BigQuery (via Service account)

On BigQuery you are able to create tables and datasets on your environment and allow Splio to read your data securely through IAM role management. The costs of querying the data that you put at our disposal are charged to Splio’s service account.

⚠️ Any dataset or table that you would like to share with us must be located in the EU multi-region (it cannot be in a single region)

From Google Cloud’s documentation:
“Giving a view access to a dataset is also known as creating an authorized view in BigQuery. An authorized view lets you share query results with particular users and groups without giving them access to the underlying tables. You can also use the view's SQL query to restrict the columns (fields) the users are able to query.”

The process can be summarized as follows:

  1. Create a dedicated Splio dataset for data sharing in your environment
  2. Assign access controls to your project (give access to Splio on the dataset)
  3. Create the tables/views of the data you want to share

The step-by-step tutorial from Google BigQuery explains how to technically proceed with this workflow.

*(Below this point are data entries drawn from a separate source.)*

PR #9413, opened 2024-04-01
Use explicit types in constant `#define`s in public API headers

Susko3:
## Description

Should help with #6337.

### DIFF
--- a/include/SDL3/SDL_audio.h
+++ b/include/SDL3/SDL_audio.h
@@ -99,26 +99,26 @@ typedef Uint16 SDL_AudioFormat;
  *  Defaults to LSB byte order.
  */
 /* @{ */
-#define SDL_AUDIO_U8        0x0008  /**< Unsigned 8-bit samples */
-#define SDL_AUDIO_S8        0x8008  /**< Signed 8-bit samples */
-#define SDL_AUDIO_S16LE     0x8010  /**< Signed 16-bit samples */
-#define SDL_AUDIO_S16BE     0x9010  /**< As above, but big-endian byte order */
+#define SDL_AUDIO_U8        ((SDL_AudioFormat) 0x0008)  /**< Unsigned 8-bit samples */
+#define SDL_AUDIO_S8        ((SDL_AudioFormat) 0x8008)  /**< Signed 8-bit samples */
+#define SDL_AUDIO_S16LE     ((SDL_AudioFormat) 0x8010)  /**< Signed 16-bit samples */
+#define SDL_AUDIO_S16BE     ((SDL_AudioFormat) 0x9010)  /**< As above, but big-endian byte order */
 /* @} */
 
 /**
  *  \name int32 support
  */
 /* @{ */
-#define SDL_AUDIO_S32LE     0x8020  /**< 32-bit integer samples */
-#define SDL_AUDIO_S32BE     0x9020  /**< As above, but big-endian byte order */
+#define SDL_AUDIO_S32LE     ((SDL_AudioFormat) 0x8020)  /**< 32-bit integer samples */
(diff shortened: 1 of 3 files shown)


sezero:
This really looks bad (and unnecessary IMO...)

slouken:
I kind of agree with @sezero, what's the motivation for this change?

Susko3:
This helps with generating bindings, as the generator can better understand the types. The bare defines offer no real insight into the underlying type.

With the change to `SDL_bool`, `ClangSharpPInvokeGenerator` can automatically generate definitions for [inline functions in `SDL_rect.h`](https://github.com/libsdl-org/SDL/blob/2c850529665484657d93cb3b374f8a1ba7125c85/include/SDL3/SDL_rect.h#L105-L129). Previously, it would fail because `SDL_TRUE` and `SDL_FALSE` couldn't convert to `SDL_bool`.

Also, the construct of casting in a define is not _that_ uncommon in the public headers:

```c
$ rg "#define .*[^\w]\(SDL_\w+\)"
SDL_touch.h
62:#define SDL_TOUCH_MOUSEID ((SDL_MouseID)-1)
65:#define SDL_MOUSE_TOUCHID ((SDL_TouchID)-1)

SDL_pixels.h
554:#define SDL_COLORSPACETYPE(X)       (SDL_ColorType)(((X) >> 28) & 0x0F)
555:#define SDL_COLORSPACERANGE(X)      (SDL_ColorRange)(((X) >> 24) & 0x0F)
556:#define SDL_COLORSPACECHROMA(X)     (SDL_ChromaLocation)(((X) >> 20) & 0x0F)
557:#define SDL_COLORSPACEPRIMARIES(X)  (SDL_ColorPrimaries)(((X) >> 10) & 0x1F)
558:#define SDL_COLORSPACETRANSFER(X)   (SDL_TransferCharacteristics)(((X) >> 5) & 0x1F)
559:#define SDL_COLORSPACEMATRIX(X)     (SDL_MatrixCoefficients)((X) & 0x1F)

SDL_pen.h
60:#define SDL_PEN_INVALID ((SDL_PenID)0) /**< Reserved invalid ::SDL_PenID is valid */
62:#define SDL_PEN_MOUSEID ((SDL_MouseID)-2) /**< Device ID for mouse events triggered by pen events */

SDL_audio.h
146:#define SDL_AUDIO_DEVICE_DEFAULT_OUTPUT ((SDL_AudioDeviceID) 0xFFFFFFFF)
147:#define SDL_AUDIO_DEVICE_DEFAULT_CAPTURE ((SDL_AudioDeviceID) 0xFFFFFFFE)
```

sezero:
> This helps with generating bindings, as the generator can better understand the types. The bare defines offer no real insight into the underlying type.
> 
> With the change to `SDL_bool`, `ClangSharpPInvokeGenerator` can automatically generate definitions for [inline functions in `SDL_rect.h`](https://github.com/libsdl-org/SDL/blob/2c850529665484657d93cb3b374f8a1ba7125c85/include/SDL3/SDL_rect.h#L105-L129). Previously, it would fail because `SDL_TRUE` and `SDL_FALSE` couldn't convert to `SDL_bool`.

If SDL_bool and SDL_TRUE|FALSE are to be taken as example: SDL_bool is an int, 0 and 1 as they are are naturally int -- am I wrong? If that clang tool can't decide what to do here, why should it be our problem?

slouken:
@smcv, thoughts?

Lucretia:
> ## Description
> 
> Should help with #6337.

The whole point of that issue is to provide easily readable descriptions in which people can create quick parsers for, like an IDL, not parsing C, which is way more complicated that you think. Go see Khronos' XML to see how badly that turned out.

slouken:
We ended up not going this route.

Issue #9414, opened 2024-04-01
macOS: Opening a file select dialog crashes on macOS 11.0+


sridenour:
When running macOS 11 or later, opening an SDL file selection dialog causes an Objective-C exception to be thrown.

This is because, when running on macOS 11 and later, SDL calls an NSOpen/NSSavePanel function that expects an array of `UTType` objects as the file type filters. However, SDL gives it an array of `NSString` objects (which is what the function that gets called on earlier macOS versions needs).

I've got a fix for this, and will link to the pull request once it's been created.

slouken:
Merged, thanks!

PR #9415, opened 2024-04-01
macOS: Fix file selection boxes crashing on macOS 11.0+

sridenour:
## Description
Fixes exception thrown when opening a file selection/save/etc dialog box on macOS 11.0+

On macOS 11.0+, SDL currently uses the NSOpen/NSSavePanel function `-setAllowedContentTypes:`, which expects an array of `UTType` objects. However, it is incorrectly giving it an array of `NSString` objects.

This fixes that issue, while maintaining existing compatibility with earlier macOS versions.

## Existing Issue(s)
#9414

### DIFF
--- a/src/dialog/cocoa/SDL_cocoadialog.m
+++ b/src/dialog/cocoa/SDL_cocoadialog.m
@@ -21,6 +21,7 @@
 #include "SDL_internal.h"
 
 #import <Cocoa/Cocoa.h>
+#import <UniformTypeIdentifiers/UTType.h>
 
 typedef enum
 {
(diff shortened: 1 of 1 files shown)


sezero:
UniformTypeIdentifiers.framework is a thing of 11+ SDKs. This will fail if one wants to build against anything older, no?

sridenour:
@sezero To build, yes, but not to deploy. As far as I can tell, SDL 3 already requires 11+ SDK to build. Is there somewhere that specifies the specific minimum SDK required to **build** SDL 3 that's being aimed for?

In this PR, `UniformTypeIdentifiers.framework` is weakly linked, so systems with macOS 10.x will be fine. (the code already calls a different function on 10.x)

PR #9417, opened 2024-04-01
Vulkan Renderer - fix crash with imgui SDL3 renderer

### LINKED ISSUE #9385: Vulkan renderer backend crashing frequently, possibly due to SDL_SetRenderTarget?
This issue is a little difficult to provide exact reproduction steps for, so my aim here is to provide as much information as I can, and hope for the best.

I'm currently trying out the 3.1.0 preview. My game engine currently sets the hint to use the vulkan backend, initializes the renderer and a window, loads a 4096x4096 texture atlas, then creates a "camera" texture to render to. It then does all of its game/debug-relevant drawing through SDL_RenderGeometry, before switching the render target back to the window, to render the completed camera texture to the window using SDL_RenderTexture. Additionally, I'm using Dear ImGui, the rendering function of which I would call shortly after this before finally presenting the window.

This works completely fine when using the openGL and direct3d12 backends, but I get "glitchy behavior" when using the vulkan backend, and frequently get the same access violation error in the same place. By "glitchy behavior," I have textures flickering, turning white, or disappearing entirely. This doesn't always happen though; sometimes I'll get an access violation error nearly instantly on starting the game, other times I have to toggle my debug primitives (of which there are many) on and off a few times.

This seems to happen when I'm calling SDL_SetRenderTarget to return the target to the window; the call stack gets as far as VULKAN_DrawPrimitives before the exception is thrown somewhere in nvoglv64.dll.

ERROR: vkQueueSubmit(): VK_ERROR_DEVICE_LOST
Exception thrown at 0x00007FFDEFE10F65 (nvoglv64.dll) in application_name.exe: 0xC0000005: Access violation writing location 0x0000000000000000.

This is before the Dear ImGui render call, or the SDL_RenderTexture call, but I didn't want to leave that out in case it's somehow relevant.

danginsburg:
When the vertex buffer size is exceeed, make sure to wait for outstanding work before resizing it.  This fixes validation errors/crash found with using Imgui SDL3 renderer on Vulkan.  Closes #9385.

### DIFF
--- a/src/render/vulkan/SDL_render_vulkan.c
+++ b/src/render/vulkan/SDL_render_vulkan.c
@@ -3146,6 +3146,8 @@ static SDL_bool VULKAN_UpdateVertexBuffer(SDL_Renderer *renderer,
     }
     /* If the existing vertex buffer isn't big enough, we need to recreate a big enough one */
     if (dataSizeInBytes > rendererData->vertexBuffers[vbidx].size) {
+        VULKAN_IssueBatch(rendererData);
+        VULKAN_WaitForGPU(rendererData);
         VULKAN_CreateVertexBuffer(rendererData, vbidx, dataSizeInBytes);
     }
 


slouken:
Merged, thanks!

PR #9418, opened 2024-04-01
time: Only call GetSystemTimePreciseAsFileTime if available

### LINKED ISSUE #9416: Broken compatibility with Windows 7 (GetSystemTimePreciseAsFileTime)
`GetSystemTimePreciseAsFileTime` is being used in `src/time/windows/SDL_systime.c`, which is available since Windows 8:
https://learn.microsoft.com/en-us/windows/win32/api/sysinfoapi/nf-sysinfoapi-getsystemtimepreciseasfiletime

Maybe we could implement some kind of fallback for the older, unsupported OS?

Kontrabant:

How should my data be refreshed?

Data freshness plays a crucial role in predictive quality. The data you give us access to should be up to date. We do not need real-time data, but we need for the data to be updated daily.

Next steps

The next sections of this documentation will take you through specific requirements for the tables that will be shared.

Depending on the materialization strategy of the shared data, you may need to set up workflows to keep the data updated (see the following subsection).

⚠️ The tables should always contain the defined history depth, and not only incremental updates. For instance, if we agreed on 2 years of transactional data, this table should always contain at least 2 years of transactions. Daily updates should append the new data to the existing one, and the oldest day of data can be purged. By default and for GDPR reasons, we accept a maximum of 4 years of history.

Views or tables?

Even if we can work with both data structures, we encourage you to use views as much as possible, since it would relieve you from the task of keeping the data updated: as long as the underlying source data is updated, the view is updated as well!

The only limitation to that is if the view is too complex and needs a lot of resources to be queried. In that case, it might be interesting to transform it into a table to reduce the cost of querying it.

Table Partitioning

For event tables (purchases, broadcast, and reaction logs, browsing, etc.) we request that you use partitioned tables (as the shared table or underlying source table of the view), allowing cost optimizations while querying the tables.

For those tables, we kindly ask you to share with us the partition rules (field, type, and granularity) in order to adapt our ingestion workflow.

Splio’ service account

Access to your dataset should be given to Splio from a Service account that will be exclusively used to read your data and save it into Splio’s BigQuery environment. Your Technical Account Manager will provide you with the address of the service account at the beginning of your setup. Please note that we only need read access to your data and will not write directly into your dataset.

The process to give access to a service account on your dataset is explained here.